Rains documents several dimensions of the young black women's resistance to the “mental health” aspects of the program. In some instances, they openly challenged the rules of the therapeutic language-game. In others, they resisted indirectly by humor, quasi-deliberately misunderstanding the social worker's vague, nondirective, yet “personal” questions. For example, one girl construed “How did you get pregnant?” as a “stupid” question and replied, “Shouldn't you know?” (136).

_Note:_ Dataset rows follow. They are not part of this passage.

PR #7148, opened 2024-01-25
Use Gallery as input component

freddyaboulton:
## Description

Closes: #1379

The Gallery component can now be used as an input! This comes with the following changes:

1. Adding `interactive` to the Gallery constructor
2. Adding `type` to the Gallery constructor. Can be `numpy`, `filepath` or `pil` like image. It controls the data type passed to the prediction function when the component is used as input.
3. Adding the `upload` and `change` events to the gallery. The upload event is only triggered after upload. The change event triggered when the user clears out the interactive gallery or when the value of an output gallery changes.

> The only potential issue I see is that the `preprocess` of the gallery component always strips the captions. This was done so that the input of a prediction function that takes a gallery is just a list of images. But there may be some users who want the captions if they exist so maybe we control that via another parameter?

I added a `keep_captions` parameter to determine whether the captions are kept in the data passed to the prediction function.

### Demo

gallery_as_input

## 🎯 PRs Should Target Issues

## Tests

5. You may need to run the linters: `bash scripts/format_backend.sh` and `bash scripts/format_frontend.sh`


.config/playwright-setup.js
```diff
@@ -62,7 +62,8 @@ function spawn_gradio_app(app, port, verbose) {
 			env: {
 				...process.env,
 				GRADIO_SERVER_PORT: `7879`,
-				PYTHONUNBUFFERED: "true"
+				PYTHONUNBUFFERED: "true",
+				GRADIO_ANALYTICS_ENABLED: "False"
```
freddyaboulton, line 66: lol i think playwright was counting towards analytics

demo/gallery_component/run.py
```diff
@@ -8,6 +8,16 @@
         "https://nationalzoo.si.edu/sites/default/files/animals/cheetah-002.jpg",
         "https://images.theconversation.com/files/375893/original/file-20201218-13-a8h8uq.jpg?ixlib=rb-1.1.0&rect=16%2C407%2C5515%2C2924&q=45&auto=format&w=496&fit=clip",
     ]
-    gr.Gallery(value=cheetahs, columns=4)
```
freddyaboulton, line 11: let me revert this. was a mistake

js/app/src/lang/en.json
```diff
@@ -112,6 +112,7 @@
 		"drop_file": "Drop File Here",
 		"drop_image": "Drop Image Here",
 		"drop_video": "Drop Video Here",
+		"drop_gallery": "Drop Image(s) Here",
```
freddyaboulton, line 115: I can update the other files with mistral/google pre-merge

gradio/components/gallery.py
```diff
@@ -177,10 +186,29 @@ def postprocess(
...
+            return img
+        else:
+            converted_image = _Image.open(img)
+            if type == "numpy":
+                converted_image = np.array(converted_image)
+            return converted_image
+
+    def preprocess(
+        self, payload: GalleryData | None
+    ) -> List[str | _Image.Image | np.ndarray] | None:
```
pngwn, line 201: I think this type is incorrect currently.

pngwn:
> The only potential issue I see is that the preprocess of the gallery component always strips the captions. This was done so that the input of a prediction function that takes a gallery is just a list of images. But there may be some users who want the captions if they exist so maybe we control that via another parameter?

I am pretty strongly against this.

We did this in the Image component and ended up regretting it, which is why we separated out  `Image` and `ImageEditor`, so we could have more appropriate signature for pre + post process. I don't think the shape of the processor signatures should change based on which arguments are passed. It is hard to reason about and even harder to document.

freddyaboulton:
I see your point but 99% of the time (I reckon) gradio developers will not want to deal with a tuple since the caption will be empty. Should we always strip captions? cc @abidlabs @aliabid94 ?

abidlabs:
A list of single-element tuples (images without captions) is not so bad to parse. As long we document it clearly, it should be fine.

gradio/components/gallery.py
```diff
@@ -95,6 +98,9 @@ def __init__(
             object_fit: CSS object-fit property for the thumbnail images in the gallery. Can be "contain", "cover", "fill", "none", or "scale-down".
             show_share_button: If True, will show a share icon in the corner of the component that allows user to share outputs to Hugging Face Spaces Discussions. If False, icon does not appear. If set to None (default behavior), then the icon appears if this Gradio app is launched on Spaces, but not otherwise.
             show_download_button: If True, will show a download button in the corner of the selected image. If False, the icon does not appear. Default is True.
+            interactive: If True, the gallery will be interactive, allowing the user upload images. If False, the gallery will be static. Default is True.
+            type: The format the image is converted before being passed into the prediction function. "numpy" converts the image to a numpy array with shape (height, width, 3) and values from 0 to 255, "pil" converts the image to a PIL image object, "filepath" passes a str path to a temporary file containing the image. If the image is SVG, the `type` is ignored and the filepath of the SVG is returned.
```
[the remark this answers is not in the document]
freddyaboulton: Good catch!

gradio/components/gallery.py
```diff
@@ -95,6 +98,9 @@ def __init__(
             object_fit: CSS object-fit property for the thumbnail images in the gallery. Can be "contain", "cover", "fill", "none", or "scale-down".
             show_share_button: If True, will show a share icon in the corner of the component that allows user to share outputs to Hugging Face Spaces Discussions. If False, icon does not appear. If set to None (default behavior), then the icon appears if this Gradio app is launched on Spaces, but not otherwise.
             show_download_button: If True, will show a download button in the corner of the selected image. If False, the icon does not appear. Default is True.
+            interactive: If True, the gallery will be interactive, allowing the user upload images. If False, the gallery will be static. Default is True.
```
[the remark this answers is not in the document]
freddyaboulton: Good catch!

freddyaboulton:
I removed `keep_captions` and we're always going to pass a tuple. Can I get a re-review?

js/app/test/gallery_component_events.spec.ts
```diff
@@ -29,3 +29,21 @@ test("Gallery select event returns the right value and the download button works
 	const download = await downloadPromise;
 	expect(download.suggestedFilename()).toBe("lite-logo.png");
 });
+
+test("Gallery allows click-to-upload and upload and change events work correctly", async ({
```
pngwn, line 33:
```suggestion
test("Gallery click-to-upload, upload and change events work correctly", async ({
```

just for clarity.

pngwn (commented):
Looks great! Left a question and a nit but good to go otherwise.

Thanks @freddyaboulton!

pngwn (approved):

gradio/components/gallery.py
```diff
@@ -177,10 +183,26 @@ def postprocess(
...
+            return img
+        else:
+            converted_image = _Image.open(img)
+            if type == "numpy":
+                converted_image = np.array(converted_image)
+            return converted_image
+
+    def preprocess(
+        self, payload: GalleryData | None
+    ) -> List[tuple[str | _Image.Image | np.ndarray, str | None]] | None:
```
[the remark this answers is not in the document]
freddyaboulton: You're right that this is more precise. I wish there was a less verbose way to express this with the type hints but I'm not sure there is.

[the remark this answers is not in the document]
freddyaboulton: Just pushed up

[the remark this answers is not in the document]
pngwn: > I wish there was a less verbose way to express this with the type hints but I'm not sure there is.

Yeah same but I can't think of another way to express it, unless there is a type helper out there somewhere.

.config/playwright-setup.js
abidlabs: cc @AK391 lol

abidlabs (approved):
LGTM good stuff @freddyaboulton!

freddyaboulton:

Some others subjected the constant therapeutic “How did it feel?” to an operation that can only be called “carnivalesque.” The occasion was a group counseling session for which the case worker was late. The young women assembled for the meeting began speculating as to her whereabouts. One mentioned that Mrs. Eckerd had gone to see a doctor. The conversation continued:

“To see if she's pregnant.”

“She probably thinks that's where you get babies.”

“Maybe the doctor's going to give her a baby” . . .

Bernice then started doing an imitation interview pretending she was a social worker asking questions of a pretend-pregnant Mrs. Eckerd, “Tell me, how did it feel? Did you like it?”

This brought a storm of laughter, and everybody started mimicking questions they supposedly had had put to them. Someone said, “She asked me did I want to put my baby for adoption, and how did it feel?”